**WHAT THE TASK REQUIRES:** Show every line in the entries below where the word "blobs" appears.

Collected data entries:
PR #2593, opened 2019-02-18
Remove wallet code [1.1.0]

yeastplume:
which is now in https://github.com/mimblewimble/grin-wallet

Notes:

* A couple of small simple structs (CbData and BlockFees) are just cut and paste from the wallet into mine_block.rs where needed. They're just for serialization purposes so a don't think there's a need to try and refactor anything over this.
* It might worth removing the `server` command from grin and simplifying command line args now, but we can leave that for another PR.
* tests in the `server` crate that use both the server and wallet are moved into a separate `integration` crate for now. It made more sense dependency-wise to put this crate into the grin-wallet project for now, but we're going to need a better strategy around these tests.


yeastplume:
Ready for review (if anyone wants to). Will give it a couple of days then merge.

PR #2599, opened 2019-02-19
[WIP] refactor: Arc-ify Transactions

JeremyRubin:
Before I invest further energy here, wanted to collect feedback. It doesn't pass build (yet) because there is some work to do to make tests pass.

In this PR, we make the pool APIs return/use Arcs instead of cloning transactions.

This should be fairly resource efficient because we no longer need to copy transactions and vectors of transactions so gratuitously, which saves us on memory and on runtime, but we also lose data locality and Arcs have some overhead so this isn't for free.


JeremyRubin:
I updated the tests, so they pass.

antiochp:
Current approach definitely does too much `cloning()` but this (at a glance) feels like a lot of added complexity in the code.

Feels like putting the `Arc<>` at the individual tx level is maybe the wrong place to do this?

JeremyRubin:
I don't think it adds that much complexity -- it's mostly just changing the type signatures and wrapping the txn in an Arc or cloning it where appropriate -- the first two commits are the ones to focus on. Updating the tests took more time than the patch itself.

w.r.t. granularity, there are a few places that are viable options:

1. Arc the whole `Vec<PoolEntry>`
This is an interesting idea, especially if we treat PoolEntry as a `Deref<Target=Transaction>`. Then we can just return the entries Vec as an `Vec<impl Deref>` and use clone on modify behavior of Arc. This feels more complex to me, and we may end up copying anyways, but we can do it in the less hot code path.
2. Arc the `PoolEntry`
This might work out, but in general we don't expose the PoolEntry type outside of the pool, we return transactions so this approach does not make sense to me.
3. Arc each `Vec<Inputs>`, `Vec<Outputs>`, etc per transaction
This seems a bit stupid, because it's the same as the approach given in terms of benefit with 3x more smart pointers. 
4. The above and convert type to a `Vec<Arc<Vec<Inputs>>>`
This seems a little bit gross, but has the benefit that coming out of aggregation we can just grad the Arcs to each Vec of inputs to aggregate, and implement a custom iterator to make it traverse it as if it were normal.
5. Arc each Input/Output
This seems silly
6. Add a non-pub TransactionInner struct which holds all the state for a transaction in an Arc and provide getter/setter access.
This has the benefit of preserving our type signatures in more places, at the expense of a bit of weirdness in the Transaction struct

ignopeverell:
I don't think this is too bad, but I may have a slight preference for your first proposition (`Arc<Vec<PoolEntry>>`). I think overall this should be a pool problem, with minimal impact on core. Stepping back maybe it'd be good to flesh out the lifecycle of a transaction instance and see if we can express it more explicitly.

1. A transaction is instantiated when we get it from the network. No way around this.
2. The pool then takes ownership of it. For its own internal handling it can aggregate and deaggregate. Ideally this would require minimal cloning.
3. For the purpose of mining, transactions can be made into a block. We can see this in 3 ways:
   1. Transactions move from the pool to stratum, to be re-added if the block isn't successfully mined. This would minimize cloning but introduces some coupling here, with stratum having the resubmit the aggregate.
   2. Transaction can be cloned into a block.
   3. Transaction references can be passed and arranged into a block. It seems this would require specific types.
4. When a valid compact block header arrives, transactions can be moved into that block to form a full block.
5. Receiving a full block instantiates all of its transactions.
6 Transactions are destroyed once a fully valid block has been accepted.

Did I forget anything? I think I'm the least worried about 3, a little cloning for mining doesn't seem like a huge issue. So the main focus could be on 2 (and arguably deaggregation isn't really a concern for core) and 4.

garyyu:
There's a feature request there for ["Switch from ready to draft in pull requests"](https://github.community/t5/How-to-use-Git-and-GitHub/Feature-Request-Switch-from-ready-to-draft-in-pull-requests/m-p/19107#M5695)   Let's go to 👍  it to support this feature :-)

quentinlesceller:
@JeremyRubin Any update on this? This seems pretty good and reduce the massive amount of cloning we do in the pool.

JeremyRubin:
Didn't receive a strong enough indication that this approach was desired so haven't worked on it since.

antiochp:
Closing for now.
We should revisit post 3.0.0 and go back over comments here, thinking through tx lifecycle -https://github.com/mimblewimble/grin/pull/2599#issuecomment-467158430

PR #2601, opened 2019-02-19
add a new configure item for log_max_files

garyyu:
Currently the log rotation files limitation is hardcoded as 32 log files. That means at maximum we can only keep 512M logs by default (512M here refers to the original file size before gzip), the only way is to change / enlarge `log_max_size` configuration.

This PR add a new config `log_max_files`, default value is still `32`, to replace that hardcoded `count`.

### DIFF
--- a/util/src/types.rs
+++ b/util/src/types.rs
@@ -46,6 +46,8 @@ pub struct LoggingConfig {
 	pub log_file_append: bool,
 	/// Size of the log in bytes to rotate over (optional)
 	pub log_max_size: Option<u64>,
+	/// Number of the log files to rotate over (optional)
+	pub log_max_files: Option<u32>,
 	/// Whether the tui is running (optional)
 	pub tui_running: Option<bool>,
 }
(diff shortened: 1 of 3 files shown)


util/src/types.rs
```diff
@@ -60,6 +62,7 @@ impl Default for LoggingConfig {
 			log_file_path: String::from("grin.log"),
 			log_file_append: true,
 			log_max_size: Some(1024 * 1024 * 16), // 16 megabytes default
+			log_max_files: Some(32),              // 32 log files to rotate over by default
```
hashmap: We use `32` in 2 places, would you consider introducing a constant?

ignopeverell:
@garyyu saw the above?

garyyu:
Ah, I saw it but then forgot to change, will modify it now :-)

util/src/types.rs
garyyu: Done, thanks :-)

PR #2603, opened 2019-02-19
[WIP] problem identified with clean_output_index callback

antiochp:
We do not allow duplicate outputs in the UTXO set.

But we _do_ allow duplicates in the full TXO set.

The `compact` pruning logic does not correctly account for this when removing entries from the `output_pos` index and assumes they are unique across the entire TXO set.

I _think_ we can fix this by simply having the `clean_output_index` callback check for `is_unspent()` based on the actual entry in `output_pos` index not just blindly removing entries from the index.

----

Edit: Turns out the above _is_ a problem but not one we are actually encountering because we are hitting another issue prior to this - 

The `save_prune` logic is attempting to call `delete_output_pos` with an empty byte slice. So we never actually reconstruct the `output_pos` keys correctly (they are indexed by commitment).

We never actually delete _any_ entries from the `output_pos` index.

### DIFF
--- a/chain/src/txhashset/txhashset.rs
+++ b/chain/src/txhashset/txhashset.rs
@@ -292,6 +292,27 @@ impl TxHashSet {
 		let rewind_rm_pos = input_pos_to_rewind(&horizon_header, &head_header, &batch)?;
 
 		{
+			// Callback for every output commitment being removed from the data file.
+			//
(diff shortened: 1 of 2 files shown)


antiochp:
Closing this - tracking underlying issue(s) in #2606.

Issue #3182, opened 2020-01-06
TUI peer sort order consistency


antiochp:
We can currently sort the list of peers by selecting a column header, for example by `Direction` or `User Agent`.

The issue is that within this selected sort field there is no consistent sub-sorting resulting in many peers with say the same `User Agent` being effectively unsorted and arbitrarily re-ordered on each refresh.

We should sort by selected field _then_ by `Address` each time to keep the ordering consistent.

antiochp:
Resolved in #3184.

PR #3184, opened 2020-01-07
TUI peer sort order

cadwgan0:
Potential fix for: https://github.com/mimblewimble/grin/issues/3182

When TUI peers are sorted by a specific column the results are not consistent and change on each refresh. This PR introduces a fallback using the address column whenever specific cmp values are equal.  

I tested this on floonet terminal and the peers display consistently.  I am new to rust so any feedback is welcome.


cadwgan0:
I'll try this out after work and resubmit, thanks

cadwgan0:
Removed the function I was using prior, replaced with closure and then utilized that with the .then chain to clean the code up.

PR #3185, opened 2020-01-07
Remove unused crates

hashmap:
also bump minor versions in Cargo.lock


quentinlesceller:
What's the command to know which crates are unused? 
Also:
```
15 | use env_logger;
   |     ^^^^^^^^^^ no `env_logger` external crate
```

hashmap:
@quentinlesceller I used https://crates.io/crates/cargo-udeps
Thanks, missed this test dependency, fixed

Issue #3188, opened 2020-01-14
cleanup accidental file checked in


antiochp:
Looks like a garbage file was checked in accidentally as part of https://github.com/mimblewimble/grin/pull/1565

```
api/tests/localhost+1.p12
```

See https://www.grin-forum.org/t/tls-support-localhost-1-p12/6907.

hashmap:
It wasn't garbage at that time, it was required to compile tests, but since that tls code was changed a bit so now it's not needed

PR #3189, opened 2020-01-15
Removed binary blob: localhost+1.p12.

mplsgrant:
---
name: Removed binary blob: localhost+1.p12.
about: See issue: https://github.com/mimblewimble/grin/issues/3188
---

**A binary blob exists in Grin**
The current Grim implementation includes a binary blob: https://github.com/mimblewimble/grin/blob/master/api/tests/localhost%2B1.p12

**Binary blobs harm Grin**
Binary blobs harm open source projects because they take agency away from users and developers by obscuring the operations and goings-on of the software project.

**Effects of removal**
Removing the binary blob does not appear to break building the Grin implementation. Cargo build, test, and run all come back clean.

> running 4 tests
> test tui::table::test::test_set_items_preserves_order ... ok
> test tui::status::test_status_txhashset_rproofs ... ok
> test tui::status::test_status_txhashset_kernels ... ok
> test tui::table::test::test_set_items_preserves_selected_item ... ok
> 
> test result: ok. 4 passed; 0 failed; 0 ignored; 0 measured; 0 filtered out

**Floonet**
I have not tested this PR against floonet.


cadwgan0:
I think the reason no tests fail is because the test case is ignored: https://github.com/mimblewimble/grin/blob/master/api/tests/rest.rs#L87 either way that test case advises to retrieve your own certificates and the test case fails if you remove the ignore whether or not the file is present.  

```
"tests/fullchain.pem".to_string(),
"tests/privkey.pem".to_string(),
```

hashmap:
Thanks for your contibution!
@cadwgan0  is right,  the test is disabled because it requires an extra setup, this file was needed to get tests at least compile but it's not the case anymore.

@mplsgrant unrelated hint -  you need to run `cargo test --all` or go to each crate and run tests there, in your output you run tests only for `grin`

Issue #3199, opened 2020-01-19
running grin-wallet check against grin >= 3.0.0 using older versions of grin-wallet results in infinite loops


cgilliard:
**Describe the bug**
When using older versions of the grin-wallet or wallet713 against grin 3.0.0, 'check' command fails. The API is supposed to return highest_index and last_retrieved_index, but appears to return a different value. This is related to a change in txhashset.rs. Making this change fixes the issue:

        /// highest output insertion index available
        pub fn highest_output_insertion_index(&self) -> u64 {
-                pmmr::n_leaves(self.output_pmmr_h.last_pos)
+                //pmmr::n_leaves(self.output_pmmr_h.last_pos)
+                 // API expected the max vali in mmr_index units that are sparce
+                self.output_pmmr_h.last_pos
        }

Not only does this error produce issues with running older wallets that rely on 'highest_index', but also the API is inaccurate.

**To Reproduce**
1. Run '...' using grin-wallet < 3.0
grin-wallet check
The result is an infinite loop.

quentinlesceller:
Fixed by https://github.com/mimblewimble/grin/pull/3200 closing.

PR #3200, opened 2020-01-19
Bug fix for highest_index in output API.

cgilliard:
Bug fix for the following issue: https://github.com/mimblewimble/grin/issues/3199


yeastplume:
Verified the issue and the proposed fix, I think what happened here is in the pre-3.0.0 version of the node API code there were some confusing mismatches between pmmr index and leaf index, and most of the code was changed to use pmmr index only. However, the newer version of the wallet doesn't call `highest_output_insertion_index` so this function was missed.

Thanks for catching and fixing this!

Note this should also be cherry-picked into maintenance branches.

PR #3204, opened 2020-01-21
3.0.x: Bug fix for highest_index in output API #3200

quentinlesceller:
Equivalent of https://github.com/mimblewimble/grin/pull/3200 for `current/3.0.x`.


quentinlesceller:
Closing this PR since we agreed that if a 3.0.1 is needed we would cut it off from master.

PR #3209, opened 2020-01-28
#2149: Resolve JSON RPC 2.0 non-compliance

### LINKED ISSUE #2149: Stratum server accepts only string ids

WhoNeedszZz:
Currently, the JSON RPC requests and responses are not compliant with the spec as the server only accepts strings.
This change is *non-breaking* as it simply adds the ability to understand integers as expected.
Any old code continuing to only send string requests will continue to work as before.

Resolves #2149

### DIFF
--- a/servers/src/mining/stratumserver.rs
+++ b/servers/src/mining/stratumserver.rs
@@ -52,9 +52,17 @@ type Tx = mpsc::UnboundedSender<String>;
 // http://www.jsonrpc.org/specification
 // RPC Methods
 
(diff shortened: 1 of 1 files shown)


hashmap:
Test would be beneficial for this PR not just to test the current impl but also to make sure that this case is not broken in the future

WhoNeedszZz:
Ordinarily, yes, but this was discussed in Keybase. If that doesn't satisfy, then feel free to add to the discussion.

PR #3213, opened 2020-01-29
Resolve JSON RPC 2.0 non-compliance (redo)

### LINKED ISSUE #2149: Stratum server accepts only string ids

WhoNeedszZz:
Currently, the JSON RPC requests and responses are not compliant with the spec as the server only accepts strings.
This change is non-breaking as it simply adds the ability to understand integers as expected.
Any old code continuing to only send string requests will continue to work as before.

Unit tests are included to ensure (de)serialization works on both strings and integers.

Resolves #2149

### DIFF
--- a/servers/src/mining/stratumserver.rs
+++ b/servers/src/mining/stratumserver.rs
@@ -52,17 +52,26 @@ type Tx = mpsc::UnboundedSender<String>;
 // http://www.jsonrpc.org/specification
 // RPC Methods
 
-#[derive(Serialize, Deserialize, Debug)]
+/// Represents a compliant JSON RPC 2.0 id.
+/// Valid id: Integer, String.
+#[derive(Serialize, Deserialize, Debug, PartialEq)]
+#[serde(untagged)]
+enum JsonId {
+	IntId(u32),
+	StrId(String),
+}
+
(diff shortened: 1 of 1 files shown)


antiochp:
Not to open a big can of worms but wondering if there is a more `serde` like way of handling this?

https://serde.rs/impl-deserialize.html#the-visitor-trait

> Here is a Visitor that is able to deserialize a primitive i32 from a variety of types.

servers/src/mining/stratumserver.rs
```diff
@@ -501,7 +510,7 @@ impl Handler {
 		// Issue #1159 - use a serde_json Value type to avoid extra quoting
 		let job_template_value: Value = serde_json::from_str(&job_template_json).unwrap();
 		let job_request = RpcRequest {
-			id: String::from("Stratum"),
+			id: JsonId::StrId(String::from("Stratum")),
```
antiochp: To my point about an additional explicit layer - we need to remember to wrap values like this.

quentinlesceller: One way would be to use the `#[serde(with = "secp_ser::string_or_u64")]` like grin-wallet does.
https://github.com/mimblewimble/grin-wallet/blob/master/libwallet/src/slate_versions/v3.rs#L60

**RESULT OF THE EXERCISE:**
**Binary blobs harm Grin**
Binary blobs harm open source projects because they take agency away from users and developers by obscuring the operations and goings-on of the software project.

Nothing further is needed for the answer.